Collected data
Issue #1211, opened 2020-09-17
Consider using an ioc container to ease readability and testability


g7ed6e:
**Describe the bug**
When debugging stryker i noticed multiples instanciation of the `GitInfoProvider`. Also so many ctor args are declared with default null values to allow unit testing.

**Expected behavior**
Using an ioc container would allow to remove default null parameters in ctor parameters, newing implementation in ctor body and have finegrained control over object lifetimes

Mobrockers:
Hi! This is legacy from when stryker was not yet such a bug project. You are right that we should probably revisit and decide if it's time for dependency injection.

g7ed6e:
> Hi! This is legacy from when stryker was not yet such a bug project. You are right that we should probably revisit and decide if it's time for dependency injection.

I think you meant _big_ project ;)

Mobrockers:
Potato potato :)

g7ed6e:
Awesome!

PR #2992, opened 2024-07-23
feat(mutating): constant patterns

### LINKED ISSUE #2951: List pattern syntax mutation
The following code (in the switch expression) should be mutated but is not:

``` cs
    public void ListPatterns()
    {
        decimal balance = 0m;
        string[][] transactions = new[]
        {
            new[] { "1", "DEPOSIT", "100.00" },
        };
        foreach (string[] transaction in transactions)
        {
            balance += transaction switch
            {
            // "DEPOSIT" should be mutated here
            [_, "DEPOSIT", _, var amount] => decimal.Parse(amount),
            [_, "WITHDRAWAL", .., var amount] => -decimal.Parse(amount),
            [_, "INTEREST", var amount] => decimal.Parse(amount),
            [_, "FEE", var fee] => -decimal.Parse(fee),
                _ => throw new InvalidOperationException($"Record {string.Join(", ", transaction)} is not in the expected format!"),
            };
            Console.WriteLine($"Record: {string.Join(", ", transaction)}, New balance: {balance:C}");
        }
    }
```

We should introduce a new orchestrator for the syntax type `ListPatternSyntax`.

dupdob:
Main (unique?) visible impact is the ability to mutate strings that are part of case in switch expressions.
Note that this allows new mutators (that remain to be defined as of today).
Fix #2951

Not related: 
- Wrap Spectre Console for usage with CommandLineUtils. This increase overall consistency and fixes a flaky test.
- Mutant IDs generation is in a dedicated component
- Restore stable and known mutant IDs for unit tests

### DIFF
--- a/src/Stryker.Core/Stryker.Core/Mutants/BaseMutantOrchestrator.cs
+++ b/src/Stryker.Core/Stryker.Core/Mutants/BaseMutantOrchestrator.cs
@@ -4,7 +4,6 @@ using Stryker.Core.Options;
 
 namespace Stryker.Core.Mutants;
 
-
 public abstract class BaseMutantOrchestrator
 {
     public readonly StrykerOptions Options;
@@ -23,7 +22,6 @@ public abstract class BaseMutantOrchestrator
     public ICollection<Mutant> Mutants { get; set; }
 
     protected int GetNextId() => _idProvider.NextId();
-
 
     /// <summary>
     /// Gets the stored mutants and resets the mutant list to an empty collection
--- a/src/Stryker.Core/Stryker.Core/Mutants/BaseMutantOrchestrator.cs
+++ b/src/Stryker.Core/Stryker.Core/Mutants/BaseMutantOrchestrator.cs
@@ -1,50 +1,51 @@
 using System.Collections.Generic;
 using System.Collections.ObjectModel;
-using System.Threading;
 using Stryker.Core.Options;
 
-namespace Stryker.Core.Mutants
+namespace Stryker.Core.Mutants;
+
+
+public abstract class BaseMutantOrchestrator
 {
-    public abstract class BaseMutantOrchestrator
+    public readonly StrykerOptions Options;
+    private readonly IProvideId _idProvider;
+
+    protected BaseMutantOrchestrator(StrykerOptions options)
     {
-        public readonly StrykerOptions Options;
-
-        public bool MustInjectCoverageLogic =>
-            Options != null && Options.OptimizationMode.HasFlag(OptimizationModes.CoverageBasedTest) &&
-            !Options.OptimizationMode.HasFlag(OptimizationModes.CaptureCoveragePerTest);
-
-        public ICollection<Mutant> Mutants { get; set; }
-
-        private static int _mutantCount;
-
-        protected static int MutantCount => _mutantCount;
-
-        protected static void IncreaseMutantCount() => Interlocked.Increment(ref _mutantCount);
-
-        protected BaseMutantOrchestrator(StrykerOptions options) => Options = options;
-
-        /// <summary>
-        /// Gets the stored mutants and resets the mutant list to an empty collection
-        /// </summary>
-        public virtual IReadOnlyCollection<Mutant> GetLatestMutantBatch()
-        {
-            var tempMutants = Mutants;
-            Mutants = new Collection<Mutant>();
-            return (IReadOnlyCollection<Mutant>)tempMutants;
-        }
+        Options = options;
+        _idProvider = Options.MutantIdProvider ?? new BasicIdProvider();
     }
+
+    public bool MustInjectCoverageLogic =>
+        Options != null && Options.OptimizationMode.HasFlag(OptimizationModes.CoverageBasedTest) &&
+        !Options.OptimizationMode.HasFlag(OptimizationModes.CaptureCoveragePerTest);
+
+    public ICollection<Mutant> Mutants { get; set; }
+
+    protected int GetNextId() => _idProvider.NextId();
+
 
     /// <summary>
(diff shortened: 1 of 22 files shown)


src/Stryker.Core/Stryker.Core/Options/StrykerOptions.cs
```diff
@@ -224,7 +225,13 @@ public class StrykerOptions
     /// Instruct Stryker to break execution when at least one test failed on initial run.
     /// </summary>
     public bool BreakOnInitialTestFailure { get; set; }
-    
+
+
+    /// <summary>
+    /// Get/set the mutation id provider
+    /// </summary>
+    public IProvideId MutantIdProvider {get; set;}
```
richardwerkman, line 233: Why is this placed in the options? This doesn't seem the right place to me. Options are settings that can be altered by the user.

src/Stryker.Core/Stryker.Core/Mutants/BaseMutantOrchestrator.cs
```diff
@@ -1,50 +1,51 @@
...
-        protected static int MutantCount => _mutantCount;
+    public bool MustInjectCoverageLogic =>
+        Options != null && Options.OptimizationMode.HasFlag(OptimizationModes.CoverageBasedTest) &&
+        !Options.OptimizationMode.HasFlag(OptimizationModes.CaptureCoveragePerTest);
 
-        protected static void IncreaseMutantCount() => Interlocked.Increment(ref _mutantCount);
+    public ICollection<Mutant> Mutants { get; set; }
 
-        protected BaseMutantOrchestrator(StrykerOptions options) => Options = options;
+    protected int GetNextId() => _idProvider.NextId();
```
richardwerkman, line 25: I like this change! This enables us to revert the orchestrator tests to check for mutant ids right?

src/Stryker.Core/Stryker.Core/Mutants/MutationStore.cs
```diff
@@ -160,8 +171,9 @@ public bool StoreMutations(IEnumerable<Mutant> store)
     /// <returns>a syntax expression with the mutations included </returns>
     public ExpressionSyntax Inject(ExpressionSyntax mutatedNode, ExpressionSyntax sourceNode)
     {
-        if (_pendingMutations.Peek().Control == MutationControl.MemberAccess)
+        if (_injectionBlockCounter>0 || _pendingMutations.Peek().Control == MutationControl.MemberAccess)
```
richardwerkman, line 174:
```suggestion
        if (_injectionBlockCounter > 0  ||  _pendingMutations.Peek().Control == MutationControl.MemberAccess)
```

richardwerkman (dismissed):
Thanks for the great work again :)

I see why you put the IdProvider in the options but I don't like it. Can't we pass it to the orchestrator in another way?

dupdob:
> Thanks for the great work again :)
> 
> I see why you put the IdProvider in the options but I don't like it. Can't we pass it to the orchestrator in another way?

I am not completely satisfied with this either, but it turns out I had to add it as a parameter to a lot of classes.
I then realized that `Options` is the proper vehicle for this: options is the repository for all customizable/variable behavior.

And we could have a customizable ID generation logic, with two or three options:
1. Technical ID: as a user, I don't care for the ID, I let Stryker decide. This would be as of today
2. Reproducible IDs: as as user, I want IDs to be stable across several runs (on the same code base version). An improved version of previous logic. It could be that each project's IDs would be in specific ranges, such as 0+Id, 1000000+Id, 2000000+Id...
3. Stable IDs: as a user, I want IDs to be stable across code base version. Those should be alphanumeric, using this pattern: _class.member.id_, eg. `MyClass.MyMethed.12`.

This option would clearly be in `Options` and converted to the proper strategy class during project init.

Makes sense?

src/Stryker.Core/Stryker.Core/Options/StrykerOptions.cs
dupdob: I am not completely satisfied with this either, but it turns out I had to add it as a parameter to a lot of classes.
I then realized that `Options` is the proper vehicle for this: options is the repository for all customizable/variable behavior.

And we could have a customizable ID generation logic, with two or three options:
1. Technical ID: as a user, I don't care for the ID, I let Stryker decide. This would be as of today
2. Reproducible IDs: as as user, I want IDs to be stable across several runs (on the same code base version). An improved version of previous logic. It could be that each project's IDs would be in specific ranges, such as 0+Id, 1000000+Id, 2000000+Id...
3. Stable IDs: as a user, I want IDs to be stable across code base version. Those should be alphanumeric, using this pattern: _class.member.id_, eg. `MyClass.MyMethed.12`.

This option would clearly be in `Options` and converted to the proper strategy class during project init.

Makes sense?

src/Stryker.Core/Stryker.Core/Mutants/BaseMutantOrchestrator.cs
dupdob: yes. Loosing IDs for unit tests was a problem for me: it was harder to verify I got the proper mutations when looking at the unit test error messages.
And I realized this loss was quite problematic indeed.

dupdob:
>I see why you put the IdProvider in the options but I don't like it. Can't we pass it to the orchestrator in another way?
Do you see this as a blocking point, @richardwerkman ?I had another look, it basically requires changing the constructor signature for all high level classes (ProjectOrchestrator, ProjectMutator, MutationTestProcess, CSharpMutationProcess.
Or maybe hack way via MutationTestInput for limited damages...

richardwerkman:
@dupdob After discussing this some further it's not a blocking issue. Let's keep it in the options for now since it requires the least amount of code. Also your point is valid that this could become an option in the future. 

This is a sign that we should start looking into #1211 as that would make passing values like this one around possible.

- [What to do]:
Find the lines above that include the string "null" and copy them.

- [Output of the task]:
When debugging stryker i noticed multiples instanciation of the `GitInfoProvider`. Also so many ctor args are declared with default null values to allow unit testing.
Using an ioc container would allow to remove default null parameters in ctor parameters, newing implementation in ctor body and have finegrained control over object lifetimes
-            Options != null && Options.OptimizationMode.HasFlag(OptimizationModes.CoverageBasedTest) &&
+        Options != null && Options.OptimizationMode.HasFlag(OptimizationModes.CoverageBasedTest) &&
+        Options != null && Options.OptimizationMode.HasFlag(OptimizationModes.CoverageBasedTest) &&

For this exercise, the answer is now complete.